Each line of the data below from the one holding "The iOS architecture" to the one holding "Properties of this", inclusive, is to be reproduced exactly; no other line belongs in the answer.

Saved data entries
◆ ◆ ◆ ◆

PR #699, opened 2026-05-06
Add Cryptograph hardware wallet listing

perpetua-engineering:
Adds Cryptograph, a self-custodial wallet for Apple Watch by Perpetua Labs LLC, to the hardware wallets directory. Cryptograph uses the Apple Watch Secure Enclave as its trust boundary rather than shipping new hardware. The watch generates the mnemonic, the encryption key that secures it is held in the SE and never leaves hardware, and only the watch can sign. The iPhone composes transactions but holds no keys and cannot sign. 

Most hardware wallets use the seed phrase itself as the recovery material. Cryptograph's primary recovery is an encrypted printed QR sheet or a steganographic JPEG, decryptable only with the user's password; keys never leave the watch in cleartext. Seed-phrase visibility on the watch is preserved for BIP-39 portability.

All key-handling flows begin in the watchOS UI, so even in the event of a future WCSession/Bluetooth exploit, no watchOS code exists that exports key material in cleartext via remote RPC.

## What's in this PR

**Files:**

- `data/entities/perpetua-labs.ts` — wallet developer entity
- `data/entities/{reown,solana-foundation,tron-foundation,xrpl-labs}.ts` — upstream entities referenced in dataCollection
- `data/contributors/perpetua.ts` — pseudonymous contributor file with affiliation disclosure
- `data/hardware-wallets/cryptograph.ts` — wallet listing, all four attribute groups populated
- `data/hardware-wallets.ts` — index registration
- `public/images/wallets/cryptograph.png` — 1024×1024 app icon
- `.cspell.json` — three new dictionary words

**One structural schema change:** `scamAlerts` moved from `WalletSoftwareFeatures` to `WalletBaseFeatures` in `src/schema/features.ts`. Cryptograph implements scam-prevention entirely on-device. Both the verified-contracts allowlist (with lockdown mode for unknown contracts) and the `eth-phishing-detect` bundled domain list are compiled into the IPA at build time and cryptographically signed via Apple's distribution chain. The watch makes scam-prevention decisions without contacting any servers, the iPhone, or any third party. The existing schema did not let hardware wallets populate this. Adds `scamAlerts: null` to pre-existing hardware wallets.

## Working through Walletbeat's rubric drove eight feature ships

The act of mapping Cryptograph to the schema surfaced specific gaps that became real defense improvements. 

| Walletbeat criterion that surfaced the gap | Feature shipped (internal CR ticket) |
|---|---|
| `sendTransactionWarning.newRecipientWarning` | First-time-recipient acknowledgement gate (CR-1227) |
| `transactionLegibility.calldataDecoded` Safe-nested benchmarks | Recursive Gnosis Safe `execTransaction` and `multiSend` decoding (CR-1228) |
| `messageSigningLegibility` domain / message / Safe hash views | EIP-712 hash exposure in signing Details disclosure (CR-1229) |
| `scamAlerts.scamUrlWarning` | Bundled `eth-phishing-detect` checked at WalletConnect connection time (CR-1230) |
| `bugBountyProgram` with rewards + Safe Harbor | Dedicated bug bounty page with disclose.io Safe Harbor, $100 to $5,000 USD bootstrap-tier rewards, $20k annual cap, KYC + OFAC screening (CR-1231) |
| `hardwareVerification` beyond StoreKit AppTransaction | DCAppAttestService runtime device attestation (CR-1232) |
| `detailsDisplayed.nonce` and `dataExtraction.HASHES` | Transaction nonce and signing digest in EVM approval Details disclosure (CR-1236) |
| `dataExtraction.QRCODE` | QR code export of pending transaction for independent verification (CR-1237) |

## Per-attribute-group summary

**Security.** Scam prevention populated across all three legs (contract layer, URL layer, send warnings). Transaction legibility full ABI decoder coverage including the two Safe-nested benchmarks. Bug bounty self-hosted at [`cryptograph.watch/bug-bounty`](https://cryptograph.watch/bug-bounty) with disclose.io-derived Safe Harbor and bootstrap-tier rewards. Duress resistance populated. Firmware FAIL across all four sub-fields (the schema is built around traditional hardware-wallet firmware images, which App Store distribution structurally does not fit; the `details` text lists the iOS-distribution-model mitigations the schema does not reward, including per-update App Store review, FairPlay launch-time signature verification, and retroactive kill-switch on installed copies). User safety populated with on-device curated decoder, simulation, and risk analysis: 9 PASS, 3 PARTIAL, 4 FAIL across 16 sub-fields.

**Privacy.** Analytics (`usage` and `crashReports`) `notSupported`. Cryptograph does not integrate any third-party analytics or crash-reporting SDK. Hardware privacy PASS across all three sub-fields. Transaction privacy populated with default `PUBLIC` and the four EVM privacy techs `notSupported` (Cryptograph supports shielded Zcash, but the `PrivateTransferTechnology` enum is EVM-side only). `dataCollection` populated. Cryptograph's apiproxy backend abstracts most external chain-data calls; upstream providers (Alchemy, CoinGecko, Jupiter, mempool.space, CryptoCompare) see only Cloudflare Worker IPs and never the client IP. Three direct chain RPCs (Solana, Tron, XRPL) do see client IPs and are listed as separate entities.

**Self-Sovereignty.** Interoperability PASS on both sub-fields. Cryptograph generates a standard BIP-39 mnemonic, BIP-32 derived per BIP-44, viewable on the watch via Settings, and portable to any compatible wallet. Standard ECDSA / EdDSA signatures with no Cryptograph-specific markers.

**Transparency.** Maintenance PARTIAL (Apple Watch durability and AppleCare+ as the manufacturer-side baseline; MTBF documentation FAIL because Apple does not publish formal MTBF figures). Operation fees populated. Reputation PARTIAL (originalProduct, availability, warrantySupportRisk, bugBounty all PASS; disclosureHistory PARTIAL because the bug bounty program is recently launched and has no public CVEs yet).

## Three deliberate `null` cells

Each is documented in the data file with a code comment.

1. **`accountRecovery: null`.** Schema models guardian-based ("social") recovery. Cryptograph uses encrypted-backup-with-password (Recovery Sheet QR or Photo Backup steganography). Same posture as Ledger, Trezor, and Keystone, all of which are also `null`. GridPlus alone sets `{ guardianRecovery: notSupported }`, which produces a misleading FAIL message; that path is not the right reading for our recovery model.

2. **`secureElement: null`.** Apple's Secure Enclave is not publicly Common Criteria-certified at any of the EAL levels in the existing enum, and is not PCI-certified. Setting any current value would misrepresent Apple's published posture. Bitbox, Firefly, and ImKey are also `null` here.

3. **`publicSecurityAudits: null`.** Cryptograph has internal security audit work but no public audit report we can reference yet.

## Four populates worth your specific input

These are calls where reasonable readings might differ. Our reading is below; we'd value your read in particular.

1. **`supplyChainFactory: PASS` with Apple as the manufacturer.** The schema's sub-fields (factoryOpsecDocs, factoryOpsecAudit, tamperResistance, hardwareVerification, etc.) ask substantive questions about manufacturing security. For Cryptograph, the device users wear is an Apple Watch, and Apple's published posture answers each sub-field affirmatively. The `details` text frames each sub-field in hardware-wallet-equivalent language (Trezor's PIN-wipe analog for watchOS lockout escalation; Ledger's manufacturer-cert-chain analog for DCAppAttestService) and references Apple Platform Security guide, supplier responsibility audits, Apple Security Bounty up to $1M with public Secure Enclave payouts, and the Apple Security Research Device program. This is the cell where "wallet vendor" and "device manufacturer" diverge most. cc @PatrickAlphaC @nconsigny.

2. **`hardwareWalletManufactureType: FACTORY_MADE`.** Closest existing enum value. Apple manufactures the watch; Perpetua Labs does not. Happy to contribute a new enum value (`THIRD_PARTY_FACTORY_MADE` or similar) as a follow-up PR if you'd prefer that mapping.

3. **`dataCollection` populated with apiproxy-level abstraction.** Cryptograph's apiproxy mediates most external chain-data calls and does not forward client IPs to upstream providers (Alchemy, CoinGecko, Jupiter, mempool.space, CryptoCompare). The populate lists Perpetua Labs (apiproxy operator) as the data-receiving entity for those flows rather than the upstream providers. Three chains call directly (Solana, Tron, XRPL) and are listed as separate entities. Reviewer judgment: is the apiproxy-as-shielding mapping the right read, or should the upstream providers be listed anyway?

4. **`firmware: FAIL` across all sub-fields.** Honest reading. The four sub-fields are built around traditional hardware-wallet firmware images that the wallet vendor controls. App Store-distributed iOS apps do not structurally fit. We populated FAIL rather than `null` so the headline rating reflects what the rubric measures, with the `details` text listing the iOS-distribution-model mitigations the schema does not reward.

## Listing category

Listed under `data/hardware-wallets/` because the security model is hardware isolation: the encryption key that secures the mnemonic is held in the Apple Watch Secure Enclave and never leaves hardware. See [`cryptograph.watch/security`](https://cryptograph.watch/security).

## Maintainer disclosure

Submitted by a maintainer of Cryptograph contributing data about our own wallet. The contributor file (`data/contributors/perpetua.ts`) is pseudonymous per project policy and discloses `EMPLOYEE` affiliation with `hasEquity: true`. Perpetua Labs LLC is the wallet developer.

## Why we built this

The maintainer submitting this listing was a long-time Ledger user until receiving a physical scam letter at their home address, a likely downstream of the 2020 customer-database breach and similar public-list exposures of crypto holders. The realization that *adversaries know I have crypto and where I live* became the design constraint. Cryptograph's premise is that hardware isolation does not have to come with the targeting risks of a dedicated, shipped, registered-to-an-address device. Apple Watch as the trust boundary addresses three threat-model legs that a traditional hardware wallet cannot:

- **No shipping address required for purchase.** App Store distribution means Apple knows the install; Cryptograph the company never receives a name or shipping address. The Ledger 2020 breach disclosed approximately 270,000 customers' physical addresses; that surface is excluded by not collecting it.
- **No identifiable physical form factor.** An Apple Watch in airport security looks like a watch. A Ledger or Trezor in luggage is obviously a hardware wallet. For users whose threat model includes the targeting phase rather than just the on-device phase, this is material.
- **Same cryptographic hardware-isolation property** as a dedicated device. The Apple Secure Enclave is the trust boundary; the iPhone composes transactions but holds no keys and cannot sign. watchOS (and Wear OS in the future) are mass-market embedded device platforms which lack many of the exploit vectors common to mobile phone-based hot wallets (e.g., no browser, no remote access, no USB port). Their wearable form factor also is more resistant to petty theft, although still vulnerable to coercion.

A different answer to the same hardware-isolation problem, optimized for users whose threat model includes the targeting phase.

## Verification

```bash
pnpm install
pnpm run check:astro     # 0 errors
pnpm run check:vitest --run
pnpm run check:syntax    # clean
pnpm run check:misc      # clean
pnpm run check:spelling:quiet  # clean
pnpm run dev             # Cryptograph renders correctly
```

`pnpm run check:lint` reports pre-existing lint warnings on upstream `beta` (`src/constants/variants.ts`, `src/types/content/news.ts`, `src/views/NavigationItems.svelte`); none of our files trip new ESLint issues. Verified by stashing changes and re-running.


polymutex:
Hey there, thanks for contributing and really happy to hear that some of Walletbeat's attributes encouraged some changes :)

This is going to be a bit of a difficult wallet to rate given Walletbeat's current schema. There's clearly a hardware-wallet-ish aspect to this, but at the same time my understanding here is that the user is required to use the Cryptograph app specifically in order to use the wallet overall, which means this looks more like a software wallet with a secure enclave component to it. Will have to think about this more... The wallet feature schema was meant to allow for simultaneously-software-and-hardware wallets for this reason, but we recently lifted this constraint and now looks like it's coming back to bite us, sorry :(

On the specific questions:

> `supplyChainFactory: PASS` with Apple as the manufacturer
> `hardwareWalletManufactureType: FACTORY_MADE`

Seems fine for now; note that in general we'll revamp the hardware wallet feature set at a later date and right now the schema is pretty bare-bones anyway as we focus on software wallets.

> `dataCollection` populated with apiproxy-level abstraction

This is the right thing to do.

perpetua-engineering:
Thanks for the thoughtful read. The core argument for hardware-wallet categorization is that signing happens on a separate physical device. The Apple Watch is a distinct computer from the iPhone, with its own SoC, memory, and Secure Enclave. The iPhone composes transactions but cannot sign; the channel between them is WCSession over BLE, which is network-shaped rather than same-process. Even a kernel-level rootkit on the iPhone cannot sign without user action on the watch face. That's the hardware-isolation property the schema's hardware-wallet attributes are designed to measure, and it holds regardless of whether the user has signing-software choice.

The app-bound signing observation is fair. We're currently the only signing software that talks to the watch-side signer. If a third-party-signing-app interface is something walletbeat would value seeing in hardware-wallet listings, it's something we can design and add. A WalletConnect-style protocol that lets other iPhone apps reach the watch-side signer is a real product feature we'd be happy to build, and your input on what shape would be most useful is welcome.

polymutex:
> Thanks for the thoughtful read. The core argument for hardware-wallet categorization is that signing happens on a separate physical device. The Apple Watch is a distinct computer from the iPhone, with its own SoC, memory, and Secure Enclave. The iPhone composes transactions but cannot sign; the channel between them is WCSession over BLE, which is network-shaped rather than same-process. Even a kernel-level rootkit on the iPhone cannot sign without user action on the watch face. That's the hardware-isolation property the schema's hardware-wallet attributes are designed to measure, and it holds regardless of whether the user has signing-software choice.

Understood.

I think ultimately this model makes sense under what we've been wanting to implement as "multi-wallet-type" wallets, the canonical example being Ledger wallets which are typically set up using with Ledger Live and which can be used with Ledger Live as the main software wallet interface, but which also support integration into other software wallets. We don't support representing such wallets yet unfortunately, so ultimately the choice currently has to be constrained by either representing the wallet as a software wallet, or as a hardware wallet.

> The app-bound signing observation is fair. We're currently the only signing software that talks to the watch-side signer. If a third-party-signing-app interface is something walletbeat would value seeing in hardware-wallet listings, it's something we can design and add. A WalletConnect-style protocol that lets other iPhone apps reach the watch-side signer is a real product feature we'd be happy to build, and your input on what shape would be most useful is welcome.

Definitely useful. You'll notice one of the attributes Walletbeat rates for is hardware wallets' permissionless integration ability by software wallets, without intermediaries (whether the hardware wallet manufacturer, or another network-intermediary-requiring protocol like WalletConnect). Once that is achieved, it starts making sense to separately rate the hardware component (here, the watch-side signer) and its security properties on its own, and the software-side component (the iOS app) also on its own, since they would be separate and modular components.

Until this is the case, I still think this system in its current form looks more like what Walletbeat calls a "software wallet", with the added security benefit of having a difficult-to-compromise hardware enclave where the key material resides. What Walletbeat calls "hardware wallets" are more of the signer-only component. Here, since the system is a package deal, "software wallet" is the closer abstraction, because that designation encompasses the parts that users interface with beyond the hardware signer, which they are required to use here. For example, this includes capabilities like scam prevention measures in the UI, Account Abstraction, L1 provider independence, ERC-20 permissions management, fee visibility in the TX approval flow, permissionless transaction inclusion, cross-chain bridging support, etc., all of which users would expect out of an integrated wallet system, and require software-side components. And those components are currently only rate-able as part of "software wallets".

So, course of action here, I suggest either:

A. Update this PR to follow the software wallet schema, though include heavy comments or a partially-filled `HardwareWallet`-typed object next to it in the same data file so that we can fold that data in once we have true multi-wallet-type support.

B. Put this on pause PR for the moment, work on modularizing the hardware signer bits away to enable integration by other software wallets. Then, once done:

- If Walletbeat has implemented multi-wallet-type support by then, then use that to represent this wallet.
- Otherwise (no multi-wallet-type support), then repurpose this PR to add separate data files for the hardware signer part and the software wallet iOS app as 2 separate wallet entries in Walletbeat, and it'll be on us to merge them back once we implement multi-wallet-type support.

perpetua-engineering:
Thanks for the framework. The signer-as-modular-component vs full-system-as-software-wallet distinction is clarifying, and we'd like to pursue option B's modularization path. Before scoping the engineering work, we want to confirm the design would satisfy your permissionless-integration criterion.

The iOS architecture constrains what's possible. watchOS apps can only communicate with their paired iPhone app via WCSession; a third-party iOS app cannot reach a different bundle's watchOS app directly. So any third-party software wallet (MetaMask, Rabby, Frame) reaching Cryptograph's watch-side signer has to flow through the Cryptograph iPhone app as a local relay:

```
Third-party iOS app → Cryptograph iPhone app (local relay) → Cryptograph Watch app (signer)
```

The cleanest iOS-native protocol for the third-party → Cryptograph leg is a documented URL scheme + callback URL pattern. Roughly:

```
cryptograph://sign?chain=1&payload=0x...&callback=metamask://signed
```

Properties of this design:

- Publicly documented spec; any wallet can implement client-side without our involvement
- No Perpetua-side gatekeeping or per-app approval; the spec is the API
- No central server, no WalletConnect-style cloud relay
- The user sees the calling app's identity in the approval surface on both iPhone and watch (anti-phishing affordance)
- The Cryptograph iPhone app is in the local flow but is not adding intermediary control beyond routing and approval display

The question: does this satisfy the permissionless-integration criterion, or does "without intermediaries" include the local-relay pattern that iOS forces? If yes, we'd treat the URL scheme as the spec target and update this PR after the modularization work ships. If no, we'd want to understand what shape would satisfy, given the iOS constraint that prevents direct third-party-app-to-watch communication.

◆ ◆ ◆ ◆

• SOLUTION TO THE PROBLEM:
The iOS architecture constrains what's possible. watchOS apps can only communicate with their paired iPhone app via WCSession; a third-party iOS app cannot reach a different bundle's watchOS app directly. So any third-party software wallet (MetaMask, Rabby, Frame) reaching Cryptograph's watch-side signer has to flow through the Cryptograph iPhone app as a local relay:

```
Third-party iOS app → Cryptograph iPhone app (local relay) → Cryptograph Watch app (signer)
```

The cleanest iOS-native protocol for the third-party → Cryptograph leg is a documented URL scheme + callback URL pattern. Roughly:

```
cryptograph://sign?chain=1&payload=0x...&callback=metamask://signed
```

Properties of this design:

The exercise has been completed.